Decision: **Approach B**.
## Proposed Design
### 1. Component boundaries
- Keep batching logic centered in `JetStreamBatching.cs` for mapped methods.
- Add narrow helper methods/types only when required to preserve method-level mapping and testability.
- Keep heavy validation (`checkMsgHeadersPreClusteredProposal`) behaviorally aligned with Go checks: pre-check ordering, duplicate/msg-id checks, counter increment path, expected sequence checks, scheduling/rollup constraints, and discard policy checks.
### 2. Data and concurrency model
- Preserve lock expectations from Go comments by using existing `Lock`/`ReaderWriterLockSlim` conventions.
- Preserve inflight/global counters and cleanup semantics as deterministic state transitions.
- Ensure timer cleanup and commit readiness are race-safe and idempotent.
### 3. Feature grouping strategy (max ~20)
- **Group A (7 features):** `1508-1514`
- Batch group creation, store dir/store construction, commit readiness, cleanup and stop paths.
- **Group B (5 features):** `1515-1519`
- Staged diff commit state, batch apply clear/reject, and full header pre-check function.
### 4. Test strategy
- Create/port mapped tests in `RaftNodeTests` (or equivalent mapped class file) with real Arrange/Act/Assert behavior.
- Keep tests deterministic and non-networked where possible; if runtime infrastructure is missing, explicitly defer with reason.
- Add focused unit tests for `JetStreamBatching` helpers as needed to verify feature behavior before promoting feature status.
### 5. Status and evidence design
- Status transitions must be evidence-backed: `stub -> complete -> verified`.
- Chunked updates (max 15 IDs) to prevent bulk unverifiable promotion.
- Checkpoint between tasks: stub scan + build + targeted tests + tracker updates.
## Risks and Mitigations
- **Risk:** `1519` complexity causes partial/placeholder implementation.
- **Mitigation:** isolate into dedicated task, require feature-level gates and explicit defer-if-blocked path.
- **Risk:** Mapped Raft tests need runtime hooks not yet available.
- **Mitigation:** mark `deferred` with exact blocker reason; no fake-pass tests.
- **Risk:** Tracker drift from actual behavior.

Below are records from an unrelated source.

PR #11017, opened 2022-09-16
chore: converted analytics category from JS to TS

lazpavel:


packages/amplify-category-analytics/src/commands/analytics.ts
```diff
@@ -0,0 +1,57 @@
...
+
+  printer.info('');
+  return context;
+};
+
+module.exports = {
+  name: featureName,
+  run: analyticsRun,
+  analyticsPush,
+};
```
jhockett, line 57: nit: remove this in favor of `export`, here and everywhere else

packages/amplify-category-analytics/package.json
```diff
@@ -21,6 +21,7 @@
   },
   "dependencies": {
     "amplify-cli-core": "3.0.0",
+    "amplify-prompts": "2.3.0",
```
sobolk, line 24: why is new dependency part of this refactoring?

packages/amplify-category-analytics/src/lib/constants.ts
```diff
@@ -0,0 +1,11 @@
+export const CategoryName = 'analytics';
```
jhockett, line 1: I'm not sure if it makes sense to change in this PR, but we don't want `src` files in a `lib` folder

packages/amplify-category-analytics/tsconfig.json
```diff
@@ -19,6 +20,8 @@
     "src/__tests__"
   ],
   "references": [
-    { "path": "../amplify-cli-core" }
+    {
+      "path": "../amplify-cli-core"
```
jhockett, line 24: We should add `amplify-prompts` here

packages/amplify-category-analytics/src/index.ts
```diff
@@ -40,18 +45,24 @@ async function console(context) {
...
-  const resourceAttributes = [];
+  const permissionPolicies: $TSAny[] = [];
+  const resourceAttributes: $TSAny[] = [];
 
   Object.keys(resourceOpsMapping).forEach(resourceName => {
     try {
       const providerName = amplifyMeta[category][resourceName].providerPlugin;
       if (providerName) {
+        // eslint-disable-next-line import/no-dynamic-require, global-require, @typescript-eslint/no-var-requires
         const providerController = require(`./provider-utils/${providerName}/index`);
```
sobolk, line 66: here (and other places like this) is this by design? I.e. should we fix these linter warnings in the feature or not?

Perhaps we should have "ProviderProvider/ProviderFactory/ProviderLoader" and centralize this logic?

This is something that can be explored afterwards since this seems to be existing pattern.

sobolk (commented):
Could you please run e2e tests for this change?

packages/amplify-category-analytics/package.json
lazpavel: In the refactor I replaced `context.print` with `printer` from `amplify-prompts` as the `context.print` is deprecated. It is a small change that I figured I can do as part of this refactor, let me know if you feel this shouldn't be here and I can keep the context.print instead

packages/amplify-category-analytics/src/index.ts
lazpavel: Like the idea of either have a design where dynamic import is not needed or use centralized factory of some kind if the first isn't possible, but will leave it for now as might increase the scope of this particular move from JS to TS

packages/amplify-category-analytics/src/lib/constants.ts
lazpavel: I feel that this is a small enough change that we can take as part of this refactor

packages/amplify-category-analytics/package.json
sobolk: sounds good.

jhockett (dismissed):

packages/amplify-category-analytics/src/commands/analytics.ts
```diff
@@ -0,0 +1,56 @@
+/* eslint-disable @typescript-eslint/no-var-requires */
+/* eslint-disable global-require */
+/* eslint-disable import/no-dynamic-require */
+import { $TSAny, $TSContext } from 'amplify-cli-core';
+import { printer } from 'amplify-prompts';
+import { run as analyticsPush } from './analytics/push';
```
jhockett, line 6: nit: no need for this import

```suggestion
```

jhockett (approved):

sobolk (approved):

- **Mitigation:** per-ID evidence, max-15 update chunk, and post-task checkpoints.
## Success Criteria
- All Batch 29 features and tests are either:
- `verified` with captured verification evidence, or
- `deferred` with explicit blocker reason.
- No new stub patterns introduced in touched production/test files.
- Build and relevant test gates are green at each task checkpoint.
## Non-Goals
- Executing implementation in this design doc.
- Refactoring unrelated JetStream or Raft subsystems beyond mapped Batch 29 behavior.
- Broad integration-test harness expansion beyond what Batch 29 requires.